▶ _EXERCISE INSTRUCTIONS_
Nothing less than an exact copy of all the records is required.
== AVAILABLE DATA
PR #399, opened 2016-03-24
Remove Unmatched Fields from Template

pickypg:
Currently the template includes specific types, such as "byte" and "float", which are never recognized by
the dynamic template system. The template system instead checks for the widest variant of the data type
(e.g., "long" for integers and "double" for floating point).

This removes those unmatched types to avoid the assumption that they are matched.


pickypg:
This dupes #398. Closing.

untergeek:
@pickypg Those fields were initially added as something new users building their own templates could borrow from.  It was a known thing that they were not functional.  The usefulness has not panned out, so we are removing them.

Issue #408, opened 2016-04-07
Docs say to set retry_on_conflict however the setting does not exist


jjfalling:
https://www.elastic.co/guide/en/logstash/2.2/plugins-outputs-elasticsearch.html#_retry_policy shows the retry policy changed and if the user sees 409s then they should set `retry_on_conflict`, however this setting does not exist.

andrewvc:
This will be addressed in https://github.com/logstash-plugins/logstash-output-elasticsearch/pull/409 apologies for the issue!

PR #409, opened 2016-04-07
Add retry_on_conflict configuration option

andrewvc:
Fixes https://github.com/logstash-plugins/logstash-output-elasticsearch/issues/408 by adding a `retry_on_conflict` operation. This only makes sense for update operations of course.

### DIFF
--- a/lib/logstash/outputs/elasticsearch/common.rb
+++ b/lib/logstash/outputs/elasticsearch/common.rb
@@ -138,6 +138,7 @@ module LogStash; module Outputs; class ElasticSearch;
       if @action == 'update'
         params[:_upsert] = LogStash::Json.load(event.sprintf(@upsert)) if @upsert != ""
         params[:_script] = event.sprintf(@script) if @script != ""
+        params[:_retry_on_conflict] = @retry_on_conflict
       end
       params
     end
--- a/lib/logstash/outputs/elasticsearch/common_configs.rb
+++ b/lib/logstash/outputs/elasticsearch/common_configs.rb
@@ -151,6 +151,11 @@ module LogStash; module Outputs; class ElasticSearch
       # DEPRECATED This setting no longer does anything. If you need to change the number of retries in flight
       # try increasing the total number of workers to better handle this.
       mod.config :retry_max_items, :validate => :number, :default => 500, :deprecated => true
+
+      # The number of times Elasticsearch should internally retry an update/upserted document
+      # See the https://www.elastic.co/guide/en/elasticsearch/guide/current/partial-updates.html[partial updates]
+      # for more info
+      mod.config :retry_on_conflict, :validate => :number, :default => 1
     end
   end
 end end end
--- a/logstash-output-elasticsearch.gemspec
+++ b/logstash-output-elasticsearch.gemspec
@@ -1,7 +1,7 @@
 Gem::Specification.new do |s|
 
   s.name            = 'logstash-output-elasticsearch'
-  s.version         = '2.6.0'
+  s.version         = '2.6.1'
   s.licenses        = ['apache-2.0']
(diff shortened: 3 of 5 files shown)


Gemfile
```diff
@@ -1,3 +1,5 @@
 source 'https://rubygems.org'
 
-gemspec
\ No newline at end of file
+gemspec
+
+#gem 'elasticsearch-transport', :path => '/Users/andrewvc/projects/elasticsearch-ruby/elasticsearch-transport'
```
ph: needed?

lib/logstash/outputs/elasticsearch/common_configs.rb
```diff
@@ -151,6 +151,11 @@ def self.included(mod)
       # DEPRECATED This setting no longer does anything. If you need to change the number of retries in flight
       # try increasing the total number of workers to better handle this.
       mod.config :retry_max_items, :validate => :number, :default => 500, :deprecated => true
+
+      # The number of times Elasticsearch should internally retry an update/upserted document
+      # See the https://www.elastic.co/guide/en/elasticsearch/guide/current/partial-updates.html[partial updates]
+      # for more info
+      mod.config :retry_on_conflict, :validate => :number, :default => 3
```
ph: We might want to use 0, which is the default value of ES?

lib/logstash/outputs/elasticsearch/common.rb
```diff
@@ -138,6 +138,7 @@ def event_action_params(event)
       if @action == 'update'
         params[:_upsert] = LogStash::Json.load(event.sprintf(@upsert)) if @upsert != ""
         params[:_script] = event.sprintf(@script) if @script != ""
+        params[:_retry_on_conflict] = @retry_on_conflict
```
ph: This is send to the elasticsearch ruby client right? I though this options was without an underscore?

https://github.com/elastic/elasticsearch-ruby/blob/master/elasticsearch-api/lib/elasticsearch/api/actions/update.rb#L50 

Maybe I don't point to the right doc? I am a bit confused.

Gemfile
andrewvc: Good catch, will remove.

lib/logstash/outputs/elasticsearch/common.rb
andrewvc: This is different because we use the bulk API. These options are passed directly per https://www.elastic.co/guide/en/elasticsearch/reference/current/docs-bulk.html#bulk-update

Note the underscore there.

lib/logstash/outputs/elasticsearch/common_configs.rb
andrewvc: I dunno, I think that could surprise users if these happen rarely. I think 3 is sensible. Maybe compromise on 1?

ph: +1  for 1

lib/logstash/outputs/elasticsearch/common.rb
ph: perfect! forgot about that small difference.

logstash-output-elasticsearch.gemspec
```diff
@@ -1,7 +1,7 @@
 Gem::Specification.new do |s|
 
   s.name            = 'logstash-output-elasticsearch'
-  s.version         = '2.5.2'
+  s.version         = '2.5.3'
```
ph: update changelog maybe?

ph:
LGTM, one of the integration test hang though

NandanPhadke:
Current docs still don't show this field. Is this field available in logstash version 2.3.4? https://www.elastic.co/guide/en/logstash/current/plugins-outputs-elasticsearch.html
====
▶ _YOUR SOLUTION_
PR #399, opened 2016-03-24
Remove Unmatched Fields from Template

pickypg:
Currently the template includes specific types, such as "byte" and "float", which are never recognized by
the dynamic template system. The template system instead checks for the widest variant of the data type
(e.g., "long" for integers and "double" for floating point).

This removes those unmatched types to avoid the assumption that they are matched.


pickypg:
This dupes #398. Closing.

untergeek:
@pickypg Those fields were initially added as something new users building their own templates could borrow from.  It was a known thing that they were not functional.  The usefulness has not panned out, so we are removing them.

Issue #408, opened 2016-04-07
Docs say to set retry_on_conflict however the setting does not exist


jjfalling:
https://www.elastic.co/guide/en/logstash/2.2/plugins-outputs-elasticsearch.html#_retry_policy shows the retry policy changed and if the user sees 409s then they should set `retry_on_conflict`, however this setting does not exist.

andrewvc:
This will be addressed in https://github.com/logstash-plugins/logstash-output-elasticsearch/pull/409 apologies for the issue!

PR #409, opened 2016-04-07
Add retry_on_conflict configuration option

andrewvc:
Fixes https://github.com/logstash-plugins/logstash-output-elasticsearch/issues/408 by adding a `retry_on_conflict` operation. This only makes sense for update operations of course.

### DIFF
--- a/lib/logstash/outputs/elasticsearch/common.rb
+++ b/lib/logstash/outputs/elasticsearch/common.rb
@@ -138,6 +138,7 @@ module LogStash; module Outputs; class ElasticSearch;
       if @action == 'update'
         params[:_upsert] = LogStash::Json.load(event.sprintf(@upsert)) if @upsert != ""
         params[:_script] = event.sprintf(@script) if @script != ""
+        params[:_retry_on_conflict] = @retry_on_conflict
       end
       params
     end
--- a/lib/logstash/outputs/elasticsearch/common_configs.rb
+++ b/lib/logstash/outputs/elasticsearch/common_configs.rb
@@ -151,6 +151,11 @@ module LogStash; module Outputs; class ElasticSearch
       # DEPRECATED This setting no longer does anything. If you need to change the number of retries in flight
       # try increasing the total number of workers to better handle this.
       mod.config :retry_max_items, :validate => :number, :default => 500, :deprecated => true
+
+      # The number of times Elasticsearch should internally retry an update/upserted document
+      # See the https://www.elastic.co/guide/en/elasticsearch/guide/current/partial-updates.html[partial updates]
+      # for more info
+      mod.config :retry_on_conflict, :validate => :number, :default => 1
     end
   end
 end end end
--- a/logstash-output-elasticsearch.gemspec
+++ b/logstash-output-elasticsearch.gemspec
@@ -1,7 +1,7 @@
 Gem::Specification.new do |s|
 
   s.name            = 'logstash-output-elasticsearch'
-  s.version         = '2.6.0'
+  s.version         = '2.6.1'
   s.licenses        = ['apache-2.0']
(diff shortened: 3 of 5 files shown)


Gemfile
```diff
@@ -1,3 +1,5 @@
 source 'https://rubygems.org'
 
-gemspec
\ No newline at end of file
+gemspec
+
+#gem 'elasticsearch-transport', :path => '/Users/andrewvc/projects/elasticsearch-ruby/elasticsearch-transport'
```
ph: needed?

lib/logstash/outputs/elasticsearch/common_configs.rb
```diff
@@ -151,6 +151,11 @@ def self.included(mod)
       # DEPRECATED This setting no longer does anything. If you need to change the number of retries in flight
       # try increasing the total number of workers to better handle this.
       mod.config :retry_max_items, :validate => :number, :default => 500, :deprecated => true
+
+      # The number of times Elasticsearch should internally retry an update/upserted document
+      # See the https://www.elastic.co/guide/en/elasticsearch/guide/current/partial-updates.html[partial updates]
+      # for more info
+      mod.config :retry_on_conflict, :validate => :number, :default => 3
```
ph: We might want to use 0, which is the default value of ES?

lib/logstash/outputs/elasticsearch/common.rb
```diff
@@ -138,6 +138,7 @@ def event_action_params(event)
       if @action == 'update'
         params[:_upsert] = LogStash::Json.load(event.sprintf(@upsert)) if @upsert != ""
         params[:_script] = event.sprintf(@script) if @script != ""
+        params[:_retry_on_conflict] = @retry_on_conflict
```
ph: This is send to the elasticsearch ruby client right? I though this options was without an underscore?

https://github.com/elastic/elasticsearch-ruby/blob/master/elasticsearch-api/lib/elasticsearch/api/actions/update.rb#L50 

Maybe I don't point to the right doc? I am a bit confused.

Gemfile
andrewvc: Good catch, will remove.

lib/logstash/outputs/elasticsearch/common.rb
andrewvc: This is different because we use the bulk API. These options are passed directly per https://www.elastic.co/guide/en/elasticsearch/reference/current/docs-bulk.html#bulk-update

Note the underscore there.

lib/logstash/outputs/elasticsearch/common_configs.rb
andrewvc: I dunno, I think that could surprise users if these happen rarely. I think 3 is sensible. Maybe compromise on 1?

ph: +1  for 1

lib/logstash/outputs/elasticsearch/common.rb
ph: perfect! forgot about that small difference.

logstash-output-elasticsearch.gemspec
```diff
@@ -1,7 +1,7 @@
 Gem::Specification.new do |s|
 
   s.name            = 'logstash-output-elasticsearch'
-  s.version         = '2.5.2'
+  s.version         = '2.5.3'
```
ph: update changelog maybe?

ph:
LGTM, one of the integration test hang though

NandanPhadke:
Current docs still don't show this field. Is this field available in logstash version 2.3.4? https://www.elastic.co/guide/en/logstash/current/plugins-outputs-elasticsearch.html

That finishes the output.